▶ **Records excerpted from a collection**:
____

PR #983, opened 2023-07-28
Add More Patience Reqs

kjbranch:
I added some more options for the `Snail Walk`. I didn't add the super method, because it brings the fast snail instead, and it would be close to also requiring patience. In the end, after trying it for a bit and then simply jumping across with an angle button, I am wondering if this should just be removed and the simpler option be added - thoughts?

### DIFF
--- a/region/lowernorfair/east.json
+++ b/region/lowernorfair/east.json
@@ -4140,7 +4140,7 @@
                   "notable": false,
                   "requires": [
                     "h_heatProof",
-                    "canBeVeryPatient",
+                    "canBePatient",
                     {"enemyKill":{
                       "enemies": [[ "Kihunter (red)", "Kihunter (red)" ]]
                     }}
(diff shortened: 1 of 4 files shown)


blkerby:
To me it seems like the angle-jump method is simpler, easier, faster and has no requirement of taking damage. So I don't see any reason to keep a snail walk strat. What do you think, @osse101 ?

kjbranch:
I mostly feel like `canPlayInSand` can add a description of how to walk across sand easily with the angle method. Then if this strat can bypass `canPlayInSand` it might be weird, especially if this doesnt remain notable

osse101:
Snail walk is moreso a gimmicky thing you can do than a real strat.

osse101 (dismissed):

kjbranch:
Let me know what you think of these proposed changes

osse101:
I checked if GMode would have a use case, but you clip down the best between the two sandpits and a shot block prevents going down the far right like you normally would.  
And I don't think we're trying to be completionist here if the strats aren't serving a purpose.

PR #989, opened 2023-07-29
Damage Boost Rework

kjbranch:
Split damage boost tech into two: `canNeutralDamageBoost` and `canHorizontalDamageBoost`. Remove `canContinuousDboost`, as its 3 uses were notable horizontal ones.

Looking for help with the `canHorizontalDamageBoost` description

### DIFF
--- a/region/maridia/inner-pink.json
+++ b/region/maridia/inner-pink.json
@@ -4950,7 +4950,7 @@
                         "canSuitlessMaridia",
                         "canPlayInSand",
                         "HiJump",
-                        "canDamageBoost",
+                        "canHorizontalDamageBoost",
                         "canSpringBallJumpMidAir",
                         {"spikeHits": 2}
                       ]},
@@ -4968,7 +4968,7 @@
                     {"spikeHits": 1},
                     {"or": [
                       {"spikeHits": 1},
-                      "canDamageBoost"
+                      "canHorizontalDamageBoost"
                     ]}
                   ],
                   "note": [
@@ -4983,7 +4983,7 @@
                   "requires": [
                     "canWalljump",
                     "canTrickyJump",
-                    "canDamageBoost",
+                    "canHorizontalDamageBoost",
                     "canIframeSpikeJump",
                     {"spikeHits": 3},
                     {"or": [
@@ -5305,7 +5305,7 @@
                     "canIframeSpikeJump",
                     {"spikeHits": 3},
                     {"or": [
-                      "canDamageBoost",
+                      "canHorizontalDamageBoost",
                       {"spikeHits": 1}
                     ]}
                   ],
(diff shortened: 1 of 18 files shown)


tech.json
```diff
@@ -729,15 +729,17 @@
               ]
             },
             {
-              "name": "canDamageBoost",
+              "name": "canNeutralDamageBoost",
               "requires": [ "canUseEnemies" ],
-              "note": "Using the knockback from taking enemy damage to assist Samus in her movement.",
-              "devNote": "FIXME This could use a better description",
+              "note": "Using the small vertical knockback from taking enemy damage, while not holding any directional inputs, to assist Samus in her movement.",
```
osse101, line 734: While morphed you can hold directions.  `canDamageBoost` was a better name for this in that sense.

tech.json
```diff
@@ -729,15 +729,17 @@
...
               "extensionTechs": [
                 {
-                  "name": "canContinuousDboost",
-                  "requires": [ "canDamageBoost" ],
-                  "note": "A tech that involves multiple damage boosts with precise timing. No room for missing one of them."
+                  "name": "canHorizontalDamageBoost",
+                  "requires": [ "canNeutralDamageBoost" ],
+                  "note": [
+                    "Using the knockback from taking enemy damage to give Samus a large horizontal knockback.",
+                    "?"
```
osse101, line 741:
```suggestion
                    "Using the knockback from taking enemy damage to give Samus a large movement boost by holding the jump and backwards buttons.",
                    "By changing the timing of the directional input, the way that Samus is knocked back can be changed and has situational uses.",
                    "Holding forward will knock Samus backwards and down.",
                    "Holding jump but delaying the back button delays the horizontal damage boost to gain some neutral boost first.",
                    "Very quickly releasing back and pressing forward will give a forward boost."
```

region/maridia/inner-pink.json
```diff
@@ -4950,7 +4950,7 @@
                         "canSuitlessMaridia",
                         "canPlayInSand",
                         "HiJump",
-                        "canDamageBoost",
+                        "canHorizontalDamageBoost",
```
osse101, line 4953: This would be a neutral damage boost.
This one knocks you above the water, the spike hits that follow are neutral for positioning but aren't used in a way to move Samus.
And the bottom `or`'d spike it is the horizontal damage boost.

region/maridia/inner-pink.json
```diff
@@ -5305,7 +5305,7 @@
                     "canIframeSpikeJump",
                     {"spikeHits": 3},
```
osse101, line 5306: I do a controlled neutral boost on the far left spike for positioning, maybe you can uninteruptable animation frames to avoid that.

tech.json
kjbranch: I thought `canNeutralDamageBoost` was better because I was worried that people would think they already know what a _damage boost_ is, and toggle it based on that.

region/maridia/inner-pink.json
```diff
@@ -5305,7 +5305,7 @@
...
                     {"or": [
-                      "canHorizontalDamageBoost",
```
osse101: This horizontalDamageBoost refers to the two right side platforms where you boost from one to the other.

tech.json
osse101: Sounds good, I'm cool with leaving it `canNeutralDamageBoost`

region/maridia/inner-pink.json
```diff
@@ -5305,7 +5305,7 @@
...
+                      "canNeutralDamageBoost",
```
osse101, line 5308: This horizontalDamageBoost refers to the two right side platforms where you boost from one to the other.

kjbranch: did this fix it?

____

▶ **Work task**:
Word for word, write out each of the records above.

▶ **Exercise answer**:
PR #983, opened 2023-07-28
Add More Patience Reqs

kjbranch:
I added some more options for the `Snail Walk`. I didn't add the super method, because it brings the fast snail instead, and it would be close to also requiring patience. In the end, after trying it for a bit and then simply jumping across with an angle button, I am wondering if this should just be removed and the simpler option be added - thoughts?

### DIFF
--- a/region/lowernorfair/east.json
+++ b/region/lowernorfair/east.json
@@ -4140,7 +4140,7 @@
                   "notable": false,
                   "requires": [
                     "h_heatProof",
-                    "canBeVeryPatient",
+                    "canBePatient",
                     {"enemyKill":{
                       "enemies": [[ "Kihunter (red)", "Kihunter (red)" ]]
                     }}
(diff shortened: 1 of 4 files shown)


blkerby:
To me it seems like the angle-jump method is simpler, easier, faster and has no requirement of taking damage. So I don't see any reason to keep a snail walk strat. What do you think, @osse101 ?

kjbranch:
I mostly feel like `canPlayInSand` can add a description of how to walk across sand easily with the angle method. Then if this strat can bypass `canPlayInSand` it might be weird, especially if this doesnt remain notable

osse101:
Snail walk is moreso a gimmicky thing you can do than a real strat.

osse101 (dismissed):

kjbranch:
Let me know what you think of these proposed changes

osse101:
I checked if GMode would have a use case, but you clip down the best between the two sandpits and a shot block prevents going down the far right like you normally would.  
And I don't think we're trying to be completionist here if the strats aren't serving a purpose.

PR #989, opened 2023-07-29
Damage Boost Rework

kjbranch:
Split damage boost tech into two: `canNeutralDamageBoost` and `canHorizontalDamageBoost`. Remove `canContinuousDboost`, as its 3 uses were notable horizontal ones.

Looking for help with the `canHorizontalDamageBoost` description

### DIFF
--- a/region/maridia/inner-pink.json
+++ b/region/maridia/inner-pink.json
@@ -4950,7 +4950,7 @@
                         "canSuitlessMaridia",
                         "canPlayInSand",
                         "HiJump",
-                        "canDamageBoost",
+                        "canHorizontalDamageBoost",
                         "canSpringBallJumpMidAir",
                         {"spikeHits": 2}
                       ]},
@@ -4968,7 +4968,7 @@
                     {"spikeHits": 1},
                     {"or": [
                       {"spikeHits": 1},
-                      "canDamageBoost"
+                      "canHorizontalDamageBoost"
                     ]}
                   ],
                   "note": [
@@ -4983,7 +4983,7 @@
                   "requires": [
                     "canWalljump",
                     "canTrickyJump",
-                    "canDamageBoost",
+                    "canHorizontalDamageBoost",
                     "canIframeSpikeJump",
                     {"spikeHits": 3},
                     {"or": [
@@ -5305,7 +5305,7 @@
                     "canIframeSpikeJump",
                     {"spikeHits": 3},
                     {"or": [
-                      "canDamageBoost",
+                      "canHorizontalDamageBoost",
                       {"spikeHits": 1}
                     ]}
                   ],
(diff shortened: 1 of 18 files shown)


tech.json
```diff
@@ -729,15 +729,17 @@
               ]
             },
             {
-              "name": "canDamageBoost",
+              "name": "canNeutralDamageBoost",
               "requires": [ "canUseEnemies" ],
-              "note": "Using the knockback from taking enemy damage to assist Samus in her movement.",
-              "devNote": "FIXME This could use a better description",
+              "note": "Using the small vertical knockback from taking enemy damage, while not holding any directional inputs, to assist Samus in her movement.",
```
osse101, line 734: While morphed you can hold directions.  `canDamageBoost` was a better name for this in that sense.

tech.json
```diff
@@ -729,15 +729,17 @@
...
               "extensionTechs": [
                 {
-                  "name": "canContinuousDboost",
-                  "requires": [ "canDamageBoost" ],
-                  "note": "A tech that involves multiple damage boosts with precise timing. No room for missing one of them."
+                  "name": "canHorizontalDamageBoost",
+                  "requires": [ "canNeutralDamageBoost" ],
+                  "note": [
+                    "Using the knockback from taking enemy damage to give Samus a large horizontal knockback.",
+                    "?"
```
osse101, line 741:
```suggestion
                    "Using the knockback from taking enemy damage to give Samus a large movement boost by holding the jump and backwards buttons.",
                    "By changing the timing of the directional input, the way that Samus is knocked back can be changed and has situational uses.",
                    "Holding forward will knock Samus backwards and down.",
                    "Holding jump but delaying the back button delays the horizontal damage boost to gain some neutral boost first.",
                    "Very quickly releasing back and pressing forward will give a forward boost."
```

region/maridia/inner-pink.json
```diff
@@ -4950,7 +4950,7 @@
                         "canSuitlessMaridia",
                         "canPlayInSand",
                         "HiJump",
-                        "canDamageBoost",
+                        "canHorizontalDamageBoost",
```
osse101, line 4953: This would be a neutral damage boost.
This one knocks you above the water, the spike hits that follow are neutral for positioning but aren't used in a way to move Samus.
And the bottom `or`'d spike it is the horizontal damage boost.

region/maridia/inner-pink.json
```diff
@@ -5305,7 +5305,7 @@
                     "canIframeSpikeJump",
                     {"spikeHits": 3},
```
osse101, line 5306: I do a controlled neutral boost on the far left spike for positioning, maybe you can uninteruptable animation frames to avoid that.

tech.json
kjbranch: I thought `canNeutralDamageBoost` was better because I was worried that people would think they already know what a _damage boost_ is, and toggle it based on that.

region/maridia/inner-pink.json
```diff
@@ -5305,7 +5305,7 @@
...
                     {"or": [
-                      "canHorizontalDamageBoost",
```
osse101: This horizontalDamageBoost refers to the two right side platforms where you boost from one to the other.

tech.json
osse101: Sounds good, I'm cool with leaving it `canNeutralDamageBoost`

region/maridia/inner-pink.json
```diff
@@ -5305,7 +5305,7 @@
...
+                      "canNeutralDamageBoost",
```
osse101, line 5308: This horizontalDamageBoost refers to the two right side platforms where you boost from one to the other.

kjbranch: did this fix it?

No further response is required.